Collection entries:
PR #10507, opened 2023-04-28
make progress title configurable

glours:
**What I did**
Add a progress section title to tty writer so we're able to show a more accurate state than `Running` in the console output.
Screenshot 2023-04-28 at 12 15 39

This changes will also  improve dry run output.

image

### DIFF
--- a/pkg/compose/build.go
+++ b/pkg/compose/build.go
@@ -47,10 +47,10 @@ func (s *composeService) Build(ctx context.Context, project *types.Project, opti
 	if err != nil {
 		return err
 	}
-	return progress.Run(ctx, func(ctx context.Context) error {
+	return progress.RunWithTitle(ctx, func(ctx context.Context) error {
 		_, err := s.build(ctx, project, options)
 		return err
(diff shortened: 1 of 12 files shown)


ndeloof:
LGTM for a short terms fix

This is yet another occurence to demonstrate the progress mechanism is not adequate for our needs.
For example, on `pull` we don't distinguish the "download", "unpack" and "verify" phases, and then report 3 times a progression from 0 to 100% (hopefully, the 2 last steps are fast so nobody noticed :P).

Longer terms I think we should have components send structured events, not just strings, and define a real TUI to manage and format them. https://github.com/anchore/stereoscope has a nice UI, we should look into implementation for inspiration. Typically it fully parses the engine JSONMessages to convert them into structured events: https://github.com/anchore/stereoscope/tree/main/pkg/image/docker
(to be debated why moby doesn't send such events as an "API" and prefers to manage TUI from engine vs client, but ¯\\_(ツ)_/¯)

milas (approved):

PR #10508, opened 2023-04-28
Update 🥒 tests to use `dockerfile_inline`

laurazard:
**What I did**

Update Cucumber tests to use `dockerfile_inline` when appropriate, for clarity (and coverage).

_DIRECTIONS FOR THIS TASK_
Take the lines above from the one containing "project *types.Project, opti" to the one containing "progress.RunWithTitle(ctx, func(ctx context.Context)" and retype them exactly, both ends included, with nothing added.

_THE ANSWER_
@@ -47,10 +47,10 @@ func (s *composeService) Build(ctx context.Context, project *types.Project, opti
 	if err != nil {
 		return err
 	}
-	return progress.Run(ctx, func(ctx context.Context) error {
+	return progress.RunWithTitle(ctx, func(ctx context.Context) error {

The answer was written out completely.